La determinación de la edad en estos casos es opaca y contestada desde hace años. No es un secreto. Cuando se habla de “menores no acompañados” en contextos de lo que ellos llaman «crisis migratorias masivas», muchos ciudadanos ya desconfían de oficio, y con razón. El Gobierno y los medios que siguen el guion de Moncloa desde primera hora de la mañana prefieren no entrar en ese debate. Mejor repetir la palabra “vulnerables” hasta la saciedad.
Mientras tanto, en Ceuta los vecinos no viven en el relato. Hay testimonios reiterados de residentes que hablan de miedo, de hijos que no salen a la calle, de grupos que continúan deambulando por la ciudad días después de que Exteriores diera por cerrada la crisis, de comercios que han sufrido robos y de un ambiente de tensión constante. Algunos hablan de armas blancas. Otros de peleas diarias. El Gobierno local ha tenido que habilitar colegios ante el desbordamiento. La vicepresidenta de Ceuta ha alertado incluso de que, “si Marruecos quiere”, esto se puede repetir.
Si la “práctica totalidad” ya había regresado, ¿por qué hacen falta 25 millones de urgencia? ¿Por qué se habla de reubicar a cientos de menores en la Península en 15 días? ¿Por qué la sobreocupación de los centros es del casi 3.000 %?
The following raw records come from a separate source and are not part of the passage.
PR #273, opened 2021-07-30
Allow customizing labels and options in queryParams

binh-dam-ibigroup:
This PR adds a function intended for external to to inject custom text into the `queryParams` labels, and custom option values and text for the queryParams parameter options.

The PR does not address location names passed to the `formatPlace()` function (they are provided by the geocoder in many OTP-RR instances).

The change is intended to be used by #272 (see #270 for all changes together).

PR #301, opened 2021-10-27
Trip Options Mode Selector Bug Fixes

miles-grant-ibigroup:
This PR comprises different bug fixes in the new TripOptions component.

### DIFF
--- a/packages/core-utils/src/query-params.js
+++ b/packages/core-utils/src/query-params.js
@@ -163,7 +163,7 @@ const queryParams = [
       query.mode && hasTransit(query.mode) && query.mode.indexOf("WALK") !== -1,
     default: 1207, // 3/4 mi.
     selector: "DROPDOWN",
-    label: "Maximum walk",
+    label: "Maximum Walk",
     options: [
       {
         text: "1/10 mile",
@@ -267,14 +267,14 @@ const queryParams = [
     routingTypes: ["ITINERARY"],
     default: "QUICK",
     selector: "DROPDOWN",
-    label: "I prefer",
+    label: "Optimize for",
     options: [
       {
-        text: "The quickest trip",
+        text: "Speed",
         value: "QUICK"
       },
       {
-        text: "The fewest transfers",
+        text: "Fewest Transfers",
         value: "TRANSFERS"
       }
     ]
@@ -287,19 +287,19 @@ const queryParams = [
     routingTypes: ["ITINERARY"],
     default: "SAFE",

Un efecto llamada descarado
Peor aún: esta medida no es solo un parche improvisado. Es un efecto llamada en toda regla. Anunciar a bombo y platillo 25 millones de euros extra, habilitar colegios, hablar de reubicaciones a la Península y de “acogida digna” envía un mensaje nítido al otro lado de la frontera: quien cruce y se declare menor tiene recompensa. Recursos, atención y, con suerte, un billete hacia el resto de España. ¿Cómo no va a incentivar nuevas oleadas? La propia vicepresidente de Ceuta ya ha advertido del riesgo de que se repita el 15 de agosto “si Marruecos quiere”. El analista Rubén Pulido ha publicado que «Influencers marroquíes llaman a través de las redes sociales a una nueva invasión de Ceuta y Melilla el segundo fin de semana de agosto. En Instagram, TikTok y WhatsApp con millones de visualizaciones».
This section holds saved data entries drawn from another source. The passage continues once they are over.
PR #304, opened 2021-11-02
fix(packages/location-field): generate better labels for all fields where locations are shown

daniel-heppner-ibigroup:
In the last update, only the such results showed the enhanced location information (street, zip code/neighborhood). With this update, that information is displayed in the main location field as well as recent results history.

### DIFF
--- a/packages/location-field/src/index.js
+++ b/packages/location-field/src/index.js
@@ -552,6 +552,7 @@ class LocationField extends Component {
             <Option
               icon={sessionOptionIcon}
               key={optionKey++}
+              // just use the name if there is no main/secondary field
               title={sessionLocation.main || sessionLocation.name}
               subTitle={sessionLocation.secondary || ""}
               onClick={locationSelected}
--- a/packages/location-field/src/index.js
+++ b/packages/location-field/src/index.js
@@ -98,7 +98,8 @@ class LocationField extends Component {
       /* FIXME only disabled this because it'd take longer to refactor */
       /* eslint-disable-next-line */
       this.setState({
-        value: location.name,
+        //  location could be null if none is set
+        value: location?.name || "",
         geocodedFeatures: []
       });
     }
--- a/packages/location-field/src/index.js
+++ b/packages/location-field/src/index.js
@@ -331,8 +331,17 @@ class LocationField extends Component {
       getGeocoder(geocoderConfig)
         .getLocationFromGeocodedFeature(feature)
         .then(geocodedLocation => {
+          // Create an improved label for the location
+          // Same label as displayed in the search results list
+          const { main, secondary } = generateLabel(
+            geocodedLocation.rawGeocodedFeature.properties
+          );
+          const geocodedLocationImprovedLabel = {
+            ...geocodedLocation,
+            name: `${main}, ${secondary}`
+          };
           // Set the current location
-          this.setLocation(geocodedLocation, "GEOCODE");
+          this.setLocation(geocodedLocationImprovedLabel, "GEOCODE");
           // Add to the location search history. This is intended to
           // populate the sessionSearches array.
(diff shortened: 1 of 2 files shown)


daniel-heppner-ibigroup:
how do I update the test snapshot?

packages/location-field/src/index.js
```diff
@@ -326,11 +341,19 @@ class LocationField extends Component {
...
     const locationSelected = () => {
       getGeocoder(geocoderConfig)
         .getLocationFromGeocodedFeature(feature)
         .then(geocodedLocation => {
+          // add the friendly location labels
+          // FIXME: should this be a copy of the object so it's not mutated?
+          geocodedLocation.main = main;
+          geocodedLocation.secondary = secondary;
           // Set the current location
           this.setLocation(geocodedLocation, "GEOCODE");
```
miles-grant-ibigroup, line 358: we may want to consider overwriting `name`. I don't see us needing the original name ever, and not setting it causes otp-rr to put the wrong string in the URL path. 

To avoid a breaking change we could add a new prop for `nameOverride` and then create a second PR in otp-rr that uses that new prop? The other alternative is to patch OTP-RR to assemble the query parameter differently, which will be a lot more work than this fix.

miles-grant-ibigroup (changes requested):
This looks great! Very clean. The only issue is the otp-rr URL is filled with the `name` rather than our new parameters, which means that when you reload an otp-rr page, the "old" `name` is put in the location field box. We either need to overwrite `name` when we set the location on line 358 (ideally only when a certain flag is set) or refactor otp-rr significantly to make use of the new fields.

packages/location-field/src/index.js
daniel-heppner-ibigroup: I started looking into OTP-RR and I think making changes there would be a biiig project. It involves not just history, but also saved trips, and probably other stuff. I decided to replace the name field and it seems to work fine. Old saved trips will just have the "old" format, which doesn't strike me as a "breaking" change.

binh-dam-ibigroup (approved):
Seems good, maybe try to add an example in storybook for the expected outcome.

miles-grant-ibigroup (approved):
This looks really good and replacing the name seems to solve all the issues we're having! I think the only worry is that this is no longer backwards compatible if people are expecting the original label to be returned, but personally I feel we're safe to change this. Maybe we can mark it as a breaking change? (@binh-dam-ibigroup)

packages/location-field/src/index.js
```diff
@@ -326,11 +327,19 @@ class LocationField extends Component {
...
+
     // Create the selection handler
     const locationSelected = () => {
       getGeocoder(geocoderConfig)
         .getLocationFromGeocodedFeature(feature)
         .then(geocodedLocation => {
+          // add the friendly location labels for use later on
+          geocodedLocation.main = main;
+          geocodedLocation.secondary = secondary;
+          geocodedLocation.name = getCombinedLabel(feature.properties);
```
miles-grant-ibigroup, line 342: This is needed to avoid a crash!

```suggestion
          geocodedLocation.name = getCombinedLabel(feature.properties) || '';
```

miles-grant-ibigroup (changes requested):
Through testing have realized there is a problem!

packages/location-field/src/utils.js
```diff
@@ -50,3 +50,14 @@ export const generateLabel = properties => {
```
miles-grant-ibigroup, line 50: Now that there's a new method in this file, we can get rid of the eslint disable line on line 46!

miles-grant-ibigroup (approved):
Sorry about all the back and forth there, but we are now very ready to go on this! Thanks so much for finding the bugs and getting them fixed this elegantly.

Just one last quick tweak and then you can go ahead and merge!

El Gobierno, lejos de disuadir, recompensa. Es la misma lógica que lleva años fracasando: más dinero y más facilidades cuando se produce una crisis, en lugar de control estricto y devoluciones firmes. El resultado previsible es que, en cuanto las condiciones lo permitan, se vuelva a producir otra entrada masiva. Y entonces volverán las lágrimas de cocodrilo y las nuevas partidas extraordinarias.
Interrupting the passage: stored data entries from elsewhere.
PR #300, opened 2021-10-27
GTFS FLEX Support - `core-utils` changes only

miles-grant-ibigroup:
This PR contains all `core-utils` changes needed for #297.

PR #309, opened 2021-11-09
fix(core-utils/map): use legGeometry instead of drawing straight lines

miles-grant-ibigroup:
Avoids drawing straight lines through roads and houses when `interStopGeometry` is missing by using `legGeometry`, if present. This does bring the caveat of some transitive features no longer being supported when the `interStopGeometry` is missing.

Closes https://github.com/opentripplanner/otp-react-redux/issues/489

### DIFF
--- a/packages/core-utils/src/map.js
+++ b/packages/core-utils/src/map.js
@@ -184,6 +184,7 @@ export function itineraryToTransitive(itin, companies, getRouteLabel) {
     if (isTransit(leg.mode)) {
       // determine if we have valid inter-stop geometry
       const hasInterStopGeometry = !!leg.interStopGeometry;
+      const hasLegGeometry = !!leg.legGeometry?.points;
       const hasIntermediateStopGeometry =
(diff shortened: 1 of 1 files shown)


daniel-heppner-ibigroup (approved):
I am not totally sure what legGeometry and interStopGeometry are, but I'm guessing:
- legGeometry is geometry for the entire "leg" of a trip (from boarding to alighting)
- interStopGeometry is when we have information between each stop.

miles-grant-ibigroup:
Realizing now this PR was not needed as these changes already existed in #300.

miles-grant-ibigroup:
@daniel-heppner-ibigroup that's exactly it! `interStopGeometry` contains geometry between each stop

leonardehrenfried:
But it's only needed if you want these 45 degree angle maps: https://s3.amazonaws.com/transitive.js/index.html?path=/story/example-transitive--profile-with-45-degree-angles

OTP-RR doesn't ever display these.

PR #311, opened 2021-11-15
ACCESSIBILITY: leaflet marker prop to control tabindex 

fpurcell:
Add an optional Marker prop called 'keyboard' (defaulted to a value of 'false'), which is used by leaflet to either set tabindex="0" (when true) or nothing in the resulting div.  This is important for keyboard-only and SR users, since the current map has potentially 10s to 100s of markers, each that are in the tab order -- the result is that one gets stuck in tab hell on the map, without an exit.  The keyboard=false value will now allow tabbing thru the app, with any variety of marker layer active (stop, vehicle, P&R, bike/scooter share, etc...), and no black hole where the tab order gets stuck w/out an exit.

### DIFF
--- a/packages/park-and-ride-overlay/src/index.js
+++ b/packages/park-and-ride-overlay/src/index.js
@@ -21,7 +21,7 @@ class ParkAndRideOverlay extends MapLayer {
   updateLeafletElement() {}
 
   render() {
-    const { parkAndRideLocations, setLocation } = this.props;
+    const { parkAndRideLocations, setLocation, keyboard } = this.props;
     if (!parkAndRideLocations || parkAndRideLocations.length === 0)
       return <FeatureGroup />;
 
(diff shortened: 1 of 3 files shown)


fpurcell:
BTW, in order to test things on the TORA app, I have hand published -xp (experimental) packages to @opentripplanner on npm.  (Made doubly sure that the changes passed lint and test, and the changes were benign enough to not cause major issues in-case someone picked these packages up).

miles-grant-ibigroup (approved):
Thanks very much for this -- this is long overdue and I appreciate making this a backwards compatible change! 

Have you noticed similar issues the stop markers?

fpurcell:
> Have you noticed similar issues the stop markers?

Hey Miles.  Yes I did notice the same issue when we zoom into the map.  The CircleMarker that is used as the default stop icon is not problematic in capturing tab focus, but the image based markers (used on TORA and in one OTP-UI story) are a problem.  I will see about adding keyboard=false directly to that OTP-UI story (the Markers are created in the story).

For TORA, I we are creating the stop markers on this end, so simply added keyboard=true here.

miles-grant-ibigroup:
That's amazing thanks so much! Assigning @binh-dam-ibigroup to give this a second review and then we should probably be ready to merge

PR #313, opened 2021-11-17
Hopefully Fix Package Releases

miles-grant-ibigroup:
As per https://github.com/semantic-release/github/issues/175#issuecomment-877059469, this PR prevents persisting credentials used during checkout which will hopefully fix the semantic release bot.


binh-dam-ibigroup (approved):
Let's try that.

Mentiras, omisiones y medios dóciles y sumisos
Este Gobierno ha convertido la invasión en un ejercicio permanente de narrativa. Primero minimizan o niegan. Después, cuando la realidad es innegable, cambian el foco hacia “los más vulnerables” y anuncian dinero. Y los medios que reciben el argumentario de Moncloa cada mañana reproducen el marco sin cuestionarlo: “partida extraordinaria para atender a los menores”, “solidaridad”, “acogida digna”. Pocas preguntas incómodas sobre las contradicciones flagrantes entre lo que dijo Albares y lo que anuncia Saiz apenas 72 horas después.
No se trata de negar que haya algunos menores reales entre los que entraron. Los habrá. El problema es el uso sistemático del término para envolver una crisis de seguridad y de control de fronteras en un lenguaje emocional que dificulta cualquier debate serio. El problema es la desconexión entre lo que el Gobierno dice a la opinión pública y lo que ocurre sobre el terreno. El problema es que se trate a los ciudadanos de Ceuta —y al resto de españoles— como si fueran tontos.
Mientras se anuncian millones “para los menores”, muchos ceutíes se preguntan por qué su seguridad parece secundaria y por qué el relato oficial se desmorona en cuestión de días.